YOUR OBJECTIVE. Please write out each entry exactly as it appears.

INPUT DATA Start Marker

PR #3055, opened 2018-10-12
Workaround for unsupported GCC features on OSX

babsingh:
When using GCC 4.2.1 on OSX 10.10 Yosemite, the following errors are
seen:
```
In file included from /usr/include/os/object.h:27,
                 from /usr/include/dispatch/dispatch.h:48,
                 from .å./omr/include_core/./unix/thrdsup.h:74,
                 from ../omr/include_core/thrdsup.h:35,
                 from ../omr/include_core/thrtypes.h:32,
                 ...
/usr/include/os/base.h:113:20: error: missing binary operator before
token "("
/usr/include/os/base.h:119:54: error: missing binary operator before
token "("
In file included from /usr/include/dispatch/dispatch.h:51,
                 from ../omr/include_core/./unix/thrdsup.h:74,
                 from ../omr/include_core/thrdsup.h:35,
                 from ../omr/include_core/thrtypes.h:32,
                 ...
/usr/include/dispatch/object.h:325:20: error: missing binary operator
before token "("
/usr/include/dispatch/object.h:363:20: error: missing binary operator
before token "("
/usr/include/dispatch/object.h:391:20: error: missing binary operator
before token "("
/usr/include/dispatch/object.h:423:20: error: missing binary operator
before token "("
```
The above error happens because __has_extension and __has_feature macros
are undefined when using GCC 4.2.1 on OSX 10.10 Yosemite. The above
error also happens with other version of GCC.

Clang supports the missing macros so the above errors are not seen with
Clang.

For supporting OpenJ9 JDK8 on OSX, OMR needs to be built with GCC 4.2.1
on OSX 10.10 Yosemite.

Adding stubs for the missing macros before including dispatch.h resolves
the above errors.


babsingh:
fyi - @DanHeidinga @charliegracie

babsingh:
Related to https://github.com/eclipse/openj9/issues/36.

include_core/unix/thrdsup.h
```diff
@@ -71,6 +71,15 @@ typedef WRAPPER_TYPE (*WRAPPER_FUNC)(WRAPPER_ARG);
 #include <semaphore.h>
 typedef sem_t OSSEMAPHORE;
 #elif defined(OSX) /* defined(LINUX) || defined(AIXPPC) */
+#if defined(__GNUC__)
+#ifndef __has_extension
```
DanHeidinga: @babsingh Can you add a comment to this code that describes why this is required?

charliegracie:
@genie-omr build all

0xdaryl:
Is GCC 4.2.1 the GCC version that's required to build on macOS?  The JIT/compiler won't build with anything earlier than GCC 4.3.x (I don't quite recall what 'x' is), primarily due to dependencies on the allocator it uses for STL containers.  It is a non-trivial exercise to change, but please clarify the compiler-level requirement.

include_core/unix/thrdsup.h
babsingh: added a comment

babsingh:
@0xdaryl I am using the following instructions to build OpenJ9 JDK8 on OSX: https://github.com/manasthakur/jdk-tips/wiki/Building-OpenJDK-8-on-Mac-OS-X-Yosemite. Xcode4 is needed to built OpenJDK8. Xcode4 comes with `gcc version 4.2.1 (Based on Apple Inc. build 5658) (LLVM build 2336.11.00)`.

DanHeidinga:
@charliegracie can you rekick the build?  A new commit with an updated comment was pushed...

charliegracie:
I am curious if the OMR compiler component compiles at all with this compiler? @babsingh do you have any insight into that since you appear to be doing builds?

babsingh:
based upon the discussion with @0xdaryl, OpenJ9 JIT needs gcc-4.4.x+. So, we will need to upgrade gcc version using brew to support the JIT.

@0xdaryl does the gcc-4.4.x+ requirement also apply to the OMR compiler component?

The issue reported in this pull request was also seen with gcc-4.9 on Yosemite: https://stackoverflow.com/questions/26527077/compiling-with-accelerate-framework-on-osx-yosemite.

DanHeidinga:
@charliegracie @0xdaryl The builds have passed and @babsingh has clarified that this is required even on gcc 4.9.  Is there anything else needed for this to be merged?

PR #3058, opened 2018-10-12
Correct the comment of indirectCallEvaluator on X86

0dvictor:
Comment above indirectCallEvaluator was incorrect, fixing.


0xdaryl:
@genie-omr build xlinux,win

INPUT DATA End Marker

WRITTEN RESPONSE.
PR #3055, opened 2018-10-12
Workaround for unsupported GCC features on OSX

babsingh:
When using GCC 4.2.1 on OSX 10.10 Yosemite, the following errors are
seen:
```
In file included from /usr/include/os/object.h:27,
                 from /usr/include/dispatch/dispatch.h:48,
                 from .å./omr/include_core/./unix/thrdsup.h:74,
                 from ../omr/include_core/thrdsup.h:35,
                 from ../omr/include_core/thrtypes.h:32,
                 ...
/usr/include/os/base.h:113:20: error: missing binary operator before
token "("
/usr/include/os/base.h:119:54: error: missing binary operator before
token "("
In file included from /usr/include/dispatch/dispatch.h:51,
                 from ../omr/include_core/./unix/thrdsup.h:74,
                 from ../omr/include_core/thrdsup.h:35,
                 from ../omr/include_core/thrtypes.h:32,
                 ...
/usr/include/dispatch/object.h:325:20: error: missing binary operator
before token "("
/usr/include/dispatch/object.h:363:20: error: missing binary operator
before token "("
/usr/include/dispatch/object.h:391:20: error: missing binary operator
before token "("
/usr/include/dispatch/object.h:423:20: error: missing binary operator
before token "("
```
The above error happens because __has_extension and __has_feature macros
are undefined when using GCC 4.2.1 on OSX 10.10 Yosemite. The above
error also happens with other version of GCC.

Clang supports the missing macros so the above errors are not seen with
Clang.

For supporting OpenJ9 JDK8 on OSX, OMR needs to be built with GCC 4.2.1
on OSX 10.10 Yosemite.

Adding stubs for the missing macros before including dispatch.h resolves
the above errors.


babsingh:
fyi - @DanHeidinga @charliegracie

babsingh:
Related to https://github.com/eclipse/openj9/issues/36.

include_core/unix/thrdsup.h
```diff
@@ -71,6 +71,15 @@ typedef WRAPPER_TYPE (*WRAPPER_FUNC)(WRAPPER_ARG);
 #include <semaphore.h>
 typedef sem_t OSSEMAPHORE;
 #elif defined(OSX) /* defined(LINUX) || defined(AIXPPC) */
+#if defined(__GNUC__)
+#ifndef __has_extension
```
DanHeidinga: @babsingh Can you add a comment to this code that describes why this is required?

charliegracie:
@genie-omr build all

0xdaryl:
Is GCC 4.2.1 the GCC version that's required to build on macOS?  The JIT/compiler won't build with anything earlier than GCC 4.3.x (I don't quite recall what 'x' is), primarily due to dependencies on the allocator it uses for STL containers.  It is a non-trivial exercise to change, but please clarify the compiler-level requirement.

include_core/unix/thrdsup.h
babsingh: added a comment

babsingh:
@0xdaryl I am using the following instructions to build OpenJ9 JDK8 on OSX: https://github.com/manasthakur/jdk-tips/wiki/Building-OpenJDK-8-on-Mac-OS-X-Yosemite. Xcode4 is needed to built OpenJDK8. Xcode4 comes with `gcc version 4.2.1 (Based on Apple Inc. build 5658) (LLVM build 2336.11.00)`.

DanHeidinga:
@charliegracie can you rekick the build?  A new commit with an updated comment was pushed...

charliegracie:
I am curious if the OMR compiler component compiles at all with this compiler? @babsingh do you have any insight into that since you appear to be doing builds?

babsingh:
based upon the discussion with @0xdaryl, OpenJ9 JIT needs gcc-4.4.x+. So, we will need to upgrade gcc version using brew to support the JIT.

@0xdaryl does the gcc-4.4.x+ requirement also apply to the OMR compiler component?

The issue reported in this pull request was also seen with gcc-4.9 on Yosemite: https://stackoverflow.com/questions/26527077/compiling-with-accelerate-framework-on-osx-yosemite.

DanHeidinga:
@charliegracie @0xdaryl The builds have passed and @babsingh has clarified that this is required even on gcc 4.9.  Is there anything else needed for this to be merged?

PR #3058, opened 2018-10-12
Correct the comment of indirectCallEvaluator on X86

0dvictor:
Comment above indirectCallEvaluator was incorrect, fixing.


0xdaryl:
@genie-omr build xlinux,win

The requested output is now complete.